Which lines of the entries contain the string "reconnectChatPane"? Copy each of them.

(Source data)
═══

PR #274, opened 2023-04-27
Exposing new prop to avoid automatically starting a new chat if already expired

marghayk:
1) Adding allowStartNewChatIfExpired to ILiveChatWidgetProps.

Do not start chat automatically when when allowStartNewChatIfExpired is false, but send a broadcast event instead. 

Below is the UI:

**Embed**:
allowStartNewChatIfExpiredEmbed

**hideStartChatButton**:
allowStartNewChatIfExpiredHideChatButton

**Popout**:
allowStartNewChatIfExpiredPopout

2) Fixing reconnect chat pane, when hideStartChatButton is true. Without this fix, if hideStartChatButton is true and we try to reconnect in a different browser, or InPrivate browser, reconnect pane doesn't show.

The following bootstrapper link includes the changes:
https://nisrastorageaccount.blob.core.windows.net/lcw2testing/dist/v2scripts/LiveChatBootstrapper.js

### DIFF
--- a/CHANGE_LOG.md
+++ b/CHANGE_LOG.md
@@ -6,9 +6,14 @@ All notable changes to this project will be documented in this file.
 
 ## [Unreleased]
 
+### Added
+
+- allowStartNewChatIfExpired to ILiveChatWidgetProps
+
 ## Fixed
 
 - Fixed custom context not showing for popout chat
+- Fixed reconnect chat pane not showing, when hideStartChatButton is true
 
 ## [1.0.3] - 2023-4-24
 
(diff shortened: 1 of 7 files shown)


nareshme2016:
We should not do this kind of customer specific change. If time is concerns customer can extend reconnect time from admin settings.

sarojkpr:
> We should not do this kind of customer specific change. If time is concerns customer can extend reconnect time from admin settings.

@naresh: this change has nothing to do with reconnect time. With this change, we're only ensuring when this flag is passed in as `false`, not to start new chat automatically. This is to handle use cases when partners have requirements to have "one chat per case".

PR #287, opened 2023-05-17
Finalize downloadable typescript sample project

kevinlin98z:
Updated package versions, cleaned up documentation, verified quick start flow.

Typescript sample project can be built and started by running `yarn install`, `yarn build`, `yarn start` within typescript sample project root.

As per PM requirements:
1. `defaultProps` are clearly defined with option for user to quickly modify as necessary.
2. Sample set of customizations (to chat button, header, webchat, etc) are provided.

image
image
image

Note: default typescript project with no customizations will be created in future PRs.


xTEddie (approved):

xTEddie:
I see `defautlProps.ts` is huge. Is there any way that the file size could be refactored/reduced? As an user perspective, it may be hard to navigate through the file.

kevinlin98z:
> I see `defautlProps.ts` is huge. Is there any way that the file size could be refactored/reduced? As an user perspective, it may be hard to navigate through the file.

This was part of the discussed requirements from PM to share a visible list of all the defaultProps so users can see what types of properties can be modified easily. We can review again with PM/team to see if any other changes are needed.

charliewang95 (approved):

PR #290, opened 2023-05-23
Aria Logger Fix

xTEddie:
- Fix `AriaTelemetryLogger` to be initialized to pick the proper `collectorUI` on every logging event
- Update `environmentVersion` to be `prod` by default in `defaultInternalTelemetryData`

### DIFF
--- a/chat-widget/src/common/telemetry/defaultConfigs/defaultTelemetryInternalData.ts
+++ b/chat-widget/src/common/telemetry/defaultConfigs/defaultTelemetryInternalData.ts
@@ -1,7 +1,7 @@
 import { IInternalTelemetryData } from "../interfaces/IInternalTelemetryData";
 
 export const defaultInternalTelemetryData: IInternalTelemetryData = {
-    environmentVersion: "test",
+    environmentVersion: "prod",
     chatWidgetLocaleLCID: "1033",
     channelId: "lcw2.0",
 };
--- a/chat-widget/src/common/telemetry/loggers/ariaTelemetryLogger.ts
+++ b/chat-widget/src/common/telemetry/loggers/ariaTelemetryLogger.ts
@@ -8,14 +8,30 @@ import { Constants, AriaTelemetryConstants, EnvironmentVersion } from "../../Con
 import { IChatSDKLogger } from "../interfaces/IChatSDKLogger";
 import { TelemetryManager } from "../TelemetryManager";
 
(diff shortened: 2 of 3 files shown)


chat-widget/src/common/telemetry/defaultConfigs/defaultTelemetryInternalData.ts
```diff
@@ -1,7 +1,7 @@
 import { IInternalTelemetryData } from "../interfaces/IInternalTelemetryData";
 
 export const defaultInternalTelemetryData: IInternalTelemetryData = {
-    environmentVersion: "test",
+    environmentVersion: "prod",
```
elopezanaya, line 4: can we add this change to the change.log?, to communicate the switch from test to prod as default

akhiloct1510, line 4: Will this start pushing all the telemetry to prod instances irrespective of environment, like ocdailym telemetry flowing to prod

xTEddie: Telemetry is already pushed to prod by default. `environmentVersion` is a hardcoded value. The logger has a logic to ignore `collectorURI` if `environmentVersion` is not set to `prod`

chat-widget/src/common/telemetry/loggers/ariaTelemetryLogger.ts
```diff
@@ -8,14 +8,30 @@ import { Constants, AriaTelemetryConstants, EnvironmentVersion } from "../../Con
 import { IChatSDKLogger } from "../interfaces/IChatSDKLogger";
 import { TelemetryManager } from "../TelemetryManager";
 
+const AWTDefaultConfiguration = {
+    collectorUri: "https://browser.pipe.aria.microsoft.com/Collector/3.0/",
+    cacheMemorySizeLimitInNumberOfEvents: 10000,
+    disableCookiesUsage: false,
+    canSendStatEvent: (eventName: string) => { return true; }, // eslint-disable-line @typescript-eslint/no-unused-vars
```
kevinlin98z, line 15: What is this being used for?

xTEddie: I believe it's the callback to whether to send telemetry. It's the default configuration from Aria that was reused.

PR #333, opened 2023-07-27
[HOLD] Use hooks for startChat logic, fixing custom context disappearing issue

charliewang95:
This PR is the bare minimum to fix the custom context bug, and 90% of the logics are copied/pasted from static functions into hooks.

### DIFF
--- a/chat-widget/src/components/livechatwidget/livechatwidgetstateful/LiveChatWidgetStateful.tsx
+++ b/chat-widget/src/components/livechatwidget/livechatwidgetstateful/LiveChatWidgetStateful.tsx
@@ -85,6 +85,7 @@ import useChatContextStore from "../../../hooks/useChatContextStore";
 import useChatSDKStore from "../../../hooks/useChatSDKStore";
 import { defaultAdaptiveCardStyles } from "../../webchatcontainerstateful/common/defaultStyles/defaultAdaptiveCardStyles";
 import StartChatErrorPaneStateful from "../../startchaterrorpanestateful/StartChatErrorPaneStateful";
+import { StartChatFailureType } from "../../../contexts/common/StartChatFailureType";
 
 export const LiveChatWidgetStateful = (props: ILiveChatWidgetProps) => {
     const [state, dispatch]: [ILiveChatWidgetContext, Dispatch<ILiveChatWidgetAction>] = useChatContextStore();
@@ -203,6 +204,7 @@ export const LiveChatWidgetStateful = (props: ILiveChatWidgetProps) => {
 
     useEffect(() => {
         dispatch({ type: LiveChatWidgetActionType.SET_START_CHAT_FAILING, payload: false });
+        dispatch({ type: LiveChatWidgetActionType.SET_START_CHAT_FAILURE_TYPE, payload: StartChatFailureType.Generic });
         state.domainStates.confirmationPaneConfirmedOptionClicked = false;
         state.domainStates.confirmationState = ConfirmationState.NotSet;
         setupClientDataStore();
--- a/CHANGE_LOG.md
+++ b/CHANGE_LOG.md
@@ -8,6 +8,7 @@ All notable changes to this project will be documented in this file.
 
 ### Added
 - Enabled customizations for the start chat error pane by adding new `IStartChatErrorPaneProps` interface
+- Add specific error strings to start chat error pane for authentication related failure scenarios by including new texts to `IStartChatErrorPaneControlProps`
 
 ### Fixed
 
--- a/chat-widget/src/common/Constants.ts
+++ b/chat-widget/src/common/Constants.ts
@@ -303,6 +303,10 @@ export class StartChatErrorPaneConstants {
     public static readonly DefaultStartChatErrorPaneId = "oc-lcw-start-chat-error-pane";
     public static readonly DefaultStartChatErrorTitleText = "We are unable to load chat at this time.";
     public static readonly DefaultStartChatErrorSubtitleText = "Please try again later.";
+    public static readonly DefaultStartChatErrorUnauthorizedTitleText = "Chat authentication has failed.";
+    public static readonly DefaultStartChatErrorAuthSetupErrorTitleText = "Chat authentication has failed.";
+    public static readonly DefaultStartChatErrorUnauthorizedSubtitleText = "UNAUTHORIZED";
+    public static readonly DefaultStartChatErrorAuthSetupErrorSubtitleText = "AUTH SETUP ERROR";
 }
 
 export class AriaTelemetryConstants {
--- a/chat-widget/src/components/livechatwidget/common/startChatErrorHandler.spec.ts
+++ b/chat-widget/src/components/livechatwidget/common/startChatErrorHandler.spec.ts
@@ -36,7 +36,7 @@ describe("startChatErrorHandler unit test", () => {
                 Exception: `Widget load complete with error: Error: ${WidgetLoadCustomErrorString.AuthenticationFailedErrorString}`
             })
         }));
-        expect(dispatch).toHaveBeenCalledTimes(2);
+        expect(dispatch).toHaveBeenCalledTimes(3);
         expect(dispatch).toHaveBeenCalledWith(expect.objectContaining({
             type: LiveChatWidgetActionType.SET_CONVERSATION_STATE
         }));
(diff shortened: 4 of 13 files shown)


chat-widget/src/components/chatbuttonstateful/ChatButtonStateful.tsx
```diff
@@ -1,49 +1,53 @@
...
+        TelemetryHelper.logActionEvent(LogLevel.INFO, {
+            Event: TelemetryEvent.LCWChatButtonClicked
+        });
+        
+        if (state.appStates.isMinimized) {
+            dispatch({ type: LiveChatWidgetActionType.SET_MINIMIZED, payload: false });
+        } else {
+            await prepareStartChat();
+        }
+    };
```
elopezanaya, line 38: I feel like we could have this functionality definition in its own file, and just import it, reducing the complexity and size of this file

chat-widget/src/components/chatbuttonstateful/ChatButtonStateful.tsx
```diff
@@ -61,8 +65,8 @@ export const ChatButtonStateful = (props: IChatButtonStatefulParams) => {
                 dispatch({ type: LiveChatWidgetActionType.SET_CONVERSATION_STATE, payload: ConversationState.OutOfOffice });
             }
         },
-        unreadMessageString: props.buttonProps?.controlProps?.unreadMessageString,
-        ...outOfOfficeButtonProps?.controlProps
+        unreadMessageString: outOfOfficeChatButtonProps?.controlProps?.unreadMessageString,
+        ...outOfOfficeChatButtonProps?.controlProps
```
elopezanaya, line 69: I recommend we reconsidered this pattern for passing values and computing in-fly,  Im more in favor to have a function getWhatever Value and compute inside the function, in that way I have a single point of modification and do not mess with the component.

chat-widget/src/components/chatbuttonstateful/ChatButtonStateful.tsx
```diff
@@ -83,9 +87,9 @@ export const ChatButtonStateful = (props: IChatButtonStatefulParams) => {
 
     return (
         <ChatButton
-            componentOverrides={buttonProps?.componentOverrides}
+            componentOverrides={chatButtonProps?.componentOverrides}
             controlProps={outOfOperatingHours ? outOfOfficeControlProps : controlProps}
-            styleProps={outOfOperatingHours ? outOfOfficeStyleProps : buttonProps?.styleProps}
+            styleProps={outOfOperatingHours ? outOfOfficeStyleProps : chatButtonProps?.styleProps}
```
elopezanaya, line 92: what will happen if chatButtonProps is empty?, dont we need a default props?

chat-widget/src/components/livechatwidget/common/reconnectChatHelper.ts
```diff
@@ -132,4 +39,4 @@ const hasReconnectId = (reconnectAvailabilityResponse: IReconnectChatContext) =>
     return reconnectAvailabilityResponse && !isNullOrUndefined(reconnectAvailabilityResponse.reconnectId);
 };
 
-export { handleChatReconnect, isReconnectEnabled, isPersistentEnabled, getChatReconnectContext };
\ No newline at end of file
+export { redirectPage, isReconnectEnabled, isPersistentEnabled, hasReconnectId };
```
elopezanaya, line 42: my suggestion is to use : isReconnectIdPresent ?

chat-widget/src/components/livechatwidget/livechatwidgetstateful/LiveChatWidgetStateful.tsx
```diff
@@ -622,19 +620,19 @@ export const LiveChatWidgetStateful = (props: ILiveChatWidgetProps) => {
...
 
                         {!livechatProps.controlProps?.hideLoadingPane && shouldShowLoadingPane(state) && (decodeComponentString(livechatProps.componentOverrides?.loadingPane) || <LoadingPaneStateful loadingPaneProps={livechatProps.loadingPaneProps} startChatErrorPaneProps={livechatProps.startChatErrorPaneProps} />)}
 
                         {!livechatProps.controlProps?.hideOutOfOfficeHoursPane && shouldShowOutOfOfficeHoursPane(state) && (decodeComponentString(livechatProps.componentOverrides?.outOfOfficeHoursPane) || <OutOfOfficeHoursPaneStateful {...livechatProps.outOfOfficeHoursPaneProps} />)}
 
-                        {!livechatProps.controlProps?.hideReconnectChatPane && shouldShowReconnectChatPane(state) && (decodeComponentString(livechatProps.componentOverrides?.reconnectChatPane) || <ReconnectChatPaneStateful reconnectChatProps={livechatProps.reconnectChatPaneProps} initStartChat={initStartChatRelay} />)}
+                        {!livechatProps.controlProps?.hideReconnectChatPane && shouldShowReconnectChatPane(state) && (decodeComponentString(livechatProps.componentOverrides?.reconnectChatPane) || <ReconnectChatPaneStateful {...livechatProps} />)}
```
elopezanaya, line 633: I wonder if a more clean pattern will be to call a function that computes the state and return the Component when conditions are valid, instead of this way wich is more verbose

chat-widget/src/hooks/useCheckConversationValidity.ts
```diff
@@ -0,0 +1,58 @@
...
+        // eslint-disable-next-line @typescript-eslint/no-explicit-any
+        let conversationDetails: any = undefined;
+
+        //Preserve current requestId
+        const currentRequestId = chatSDK.requestId ?? "";
+        dispatch({ type: LiveChatWidgetActionType.SET_INITIAL_CHAT_SDK_REQUEST_ID, payload: currentRequestId });
+
+        try {
+            chatSDK.requestId = requestIdFromCache;
+            conversationDetails = await getConversationDetailsCall(chatSDK);
```
elopezanaya, line 29: if requestIdFromCache is null or empty, do we still need to call GetConversationDetail ?

chat-widget/src/hooks/useForceEndChat.ts
```diff
@@ -0,0 +1,21 @@
...
+    // eslint-disable-next-line @typescript-eslint/no-explicit-any
+    const chatSDK: any = useChatSDKStore();
+    const forceEndChat = () => {
+        TelemetryHelper.logLoadingEvent(LogLevel.ERROR, {
+            Event: TelemetryEvent.WidgetLoadFailed,
+            ExceptionDetails: {
+                Exception: "SessionInit was successful, but widget load failed."
+            }
+        });
+        chatSDK?.endChat();
```
elopezanaya, line 16: it seems like there is a chance where endChat is not executed , in the case of chatSDK being null... should we log that?

chat-widget/src/hooks/useSetCustomContext.ts
```diff
@@ -0,0 +1,83 @@
...
+
+    // eslint-disable-next-line @typescript-eslint/no-explicit-any
+    const getInitContextParamForPopoutFromOuterScope = async (scope: any): Promise<any> =>  {
+        let payload;
+        // eslint-disable-next-line @typescript-eslint/no-explicit-any
+        let waitPromiseResolve: any;
+        const waitPromise = new Promise((res, rej) => {
+            waitPromiseResolve = res;
+            setTimeout(() => rej("Failed to find method in outer scope"), 5000);
+        }).catch((rej) => console.warn(rej));
```
elopezanaya, line 28: console.error instead of warn ?

chat-widget/src/hooks/useSetCustomContext.ts
```diff
@@ -0,0 +1,83 @@
...
+    };
+
+    // eslint-disable-next-line @typescript-eslint/no-explicit-any
+    const getInitContextParamForPopoutFromOuterScope = async (scope: any): Promise<any> =>  {
+        let payload;
+        // eslint-disable-next-line @typescript-eslint/no-explicit-any
+        let waitPromiseResolve: any;
+        const waitPromise = new Promise((res, rej) => {
+            waitPromiseResolve = res;
+            setTimeout(() => rej("Failed to find method in outer scope"), 5000);
```
elopezanaya, line 27: why not configurable the 5 seconds wait? , maybe some customers want a shorter wait or longer...

elopezanaya (changes requested):

chat-widget/src/components/chatbuttonstateful/ChatButtonStateful.tsx
charliewang95: React hooks can only be called inside React components. So we'd rather add it here instead into another dummy component. 

The useRef is used here to counter the bug in FluentUI where onClick callback is not refreshed

chat-widget/src/hooks/useSetCustomContext.ts
charliewang95: This should not be error. By current design, even if the customer doesn't want to inject custom context we need to run this logic (to make sure there's no context from popout opener)

elopezanaya (approved):

chat-widget/src/components/chatbuttonstateful/ChatButtonStateful.tsx
```diff
@@ -1,49 +1,53 @@
...
-            if (state.appStates.isMinimized) {
-                dispatch({ type: LiveChatWidgetActionType.SET_MINIMIZED, payload: false });
-            } else {
-                await startChat();
-            }
-        },
-        unreadMessageString: props.buttonProps?.controlProps?.unreadMessageString,
-        ...buttonProps?.controlProps,
+        hideNotificationBubble: chatButtonProps?.controlProps?.hideNotificationBubble === true || state.appStates.isMinimized === false,
+        unreadMessageCount: state.appStates.unreadMessageCount ? (state.appStates.unreadMessageCount > Constants.maximumUnreadMessageCount ? chatButtonProps?.controlProps?.largeUnreadMessageString : state.appStates.unreadMessageCount.toString()) : "0",
```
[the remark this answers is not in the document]
charliewang95: Added to backlog

chat-widget/src/components/chatbuttonstateful/ChatButtonStateful.tsx
charliewang95: default props are defined in the component layer. Passing null here is acceptable

chat-widget/src/components/livechatwidget/common/reconnectChatHelper.ts
charliewang95: Renamed

chat-widget/src/components/livechatwidget/livechatwidgetstateful/LiveChatWidgetStateful.tsx
charliewang95: Added to backlog

chat-widget/src/hooks/useSetCustomContext.ts
charliewang95: This (custom context for popout) is a feature we need to revisit as a whole. Is not related to this PR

═══

## [Solution to the problem]
-                        {!livechatProps.controlProps?.hideReconnectChatPane && shouldShowReconnectChatPane(state) && (decodeComponentString(livechatProps.componentOverrides?.reconnectChatPane) || <ReconnectChatPaneStateful reconnectChatProps={livechatProps.reconnectChatPaneProps} initStartChat={initStartChatRelay} />)}
+                        {!livechatProps.controlProps?.hideReconnectChatPane && shouldShowReconnectChatPane(state) && (decodeComponentString(livechatProps.componentOverrides?.reconnectChatPane) || <ReconnectChatPaneStateful {...livechatProps} />)}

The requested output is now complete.